One service could allow filtering and ranking of results. A separate service within the FPGAs could provide scores and measure relevancy of queries to results. The scores are then sorted and returned as results. It also allows more math and image recognition services to be applied to the results.
But as the number of FPGAs grows, it could be a challenge reprogramming all of them.
Microsoft's data center administrators hated the idea of FPGAs in servers. There were many reasons for the FPGA model not to fit well in data centers.
"First of all, it's a single point of failure and it really complicates the rack design, the thermals and maintainability.
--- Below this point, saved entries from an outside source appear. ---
PR #475, opened 2014-12-11
Doctrine orm polish

lexicalbits:
I made 2 changes to facilitate my use of Faker against Doctrine entities.

First, to track down formatter errors, I re-throw the InvalidArgumentException with the specific class name and field name that failed.  This helped me track down several issues I had tracking down decimal fields that were bigger than mt_getrandmax.

Second, Doctrine entities usually have setters for their properties, and those setters can have their own behaviors (regenerating slugs on setting a title, passing relationship assignment between owner and inversion, etc.).  I therefore thought trying to use the setter to assign a value before falling back on reflection might improve the resulting object mockup.  The reflection strategy is useful for hydration, where the data has already been established and is merely being re-loaded into an object, not for creating new data, as the EntityPopulator is trying to do.

### DIFF
--- a/src/Faker/ORM/Doctrine/EntityPopulator.php
+++ b/src/Faker/ORM/Doctrine/EntityPopulator.php
@@ -170,7 +170,10 @@ class EntityPopulator
                         $ex->getMessage()
                     ));
                 }
-                $this->class->reflFields[$field]->setValue($obj, $value);
+                //Try a standard setter if it's available, otherwise fall back on reflection
+                $setter = sprintf("set%s", ucfirst($field));
+                if(method_exists($obj, $setter)) $obj->$setter($value);
+                else $this->class->reflFields[$field]->setValue($obj, $value);
             }
         }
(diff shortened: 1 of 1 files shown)


fzaninotto:
Tests still fail.

fzaninotto:
@cbourgois any feedback on this one?

lexicalbits:
@fzaninotto I'm happy to take a more detailed pass at this if you think my position makes any sense.  If my premise doesn't fit what you're trying to accomplish, feel free to ditch the PR.

fzaninotto:
@lexicalbits My problem is that I'm unable to review your code, and I'd like another Doctrine user to double check.

cbourgois:
It seems ok.

Tests still fails. 
@lexicalbits , read https://travis-ci.org/fzaninotto/Faker/jobs/43672548 for help

fzaninotto:
Merged via the command line. Thanks!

You have an FPGA box that's spitting out a ton of heat, all the other servers are at a different level and it becomes really hard to control," Putnam said.
It's also a security nightmare, as the FPGAs run different operating system images and software than conventional servers. FPGAs on the main network would also create latency problems, limiting the elasticity of a data center, Putnam said.
In 2011, Microsoft designed prototype boards with six Virtex-6 FPGAs and Intel Xeon CPUs, The plan was to put these boards into 1U, 2U and 4U rack-mount servers and slip them into racks across data centers. But that didn't work out well.
So when reconsidering implementing FPGAs in data centers, Microsoft set up two design requirements. The FPGAs would go into dedicated servers that could be used for tasks outside processing Bing search. Also, the server couldn't increase the hardware failure rates or require network modifications.
Limitations were also set for Microsoft's server design team: The FPGAs had to be less than 30 percent of the cost of a server, and couldn't draw more than 10 percent of the overall power drawn by the system.
And that led to the birth of the Microsoft Open Compute Server, a 1U-tall server with a PCI-Express slot that could squeeze in a single FPGA. The compact server had two eight-core Xeon CPUs, 64GB of DRAM, two solid-state drives, four hard drives total and a 10-gigabit Ethernet slot. The servers were used in the experiment earlier this year.
"Your only slot for adding accelerators was tiny, about 10 centimeters by 10 centimeters," Putnam said.
The FPGA accelerator board was an Altera Stratix V G5 D5 card, which had an 8GB DDR3, 32MB flash and eight-lane Mini-SAS connectors. It was plugged into a PCI-Express slot. The FPGA on each server had a heatsink of its own.
The CPUs and other components generated a lot of heat, and the FPGA were getting baked in a 68 degrees Celsius (154.4 degrees Fahrenheit) inlet. "That's the air we're supposed to cool the [FPGA] with," Putnam remarked.
The FPGAs were built on a specialized network connected through cables. Search requests were bounced from the CPU to a local FPGA, with the request then rerouted across a separate network of PGAs covering computer vision, math acceleration and other search services. The FPGA network was scalable, and didn't rely on the network connecting the computers.
"From the perspective of a CPU, its local FPGA can handle what actually took a lot of FPGAs," Putnam said. "You can add a bunch of services to this kind of FPGA network. Every CPU thinks it's attached to all of these services."
As the number of FPGAs in a data center piles up, programming them could become a nightmare. Microsoft has ported over filtering, ranking, relevancy and sorting tools so FPGAs remain relevant and are easier to reprogram.
"They are actually going to push [FPGAs] into their data centers, but of course, in order to keep them there, we're going to have to really improve the future of programmability," Putnam said.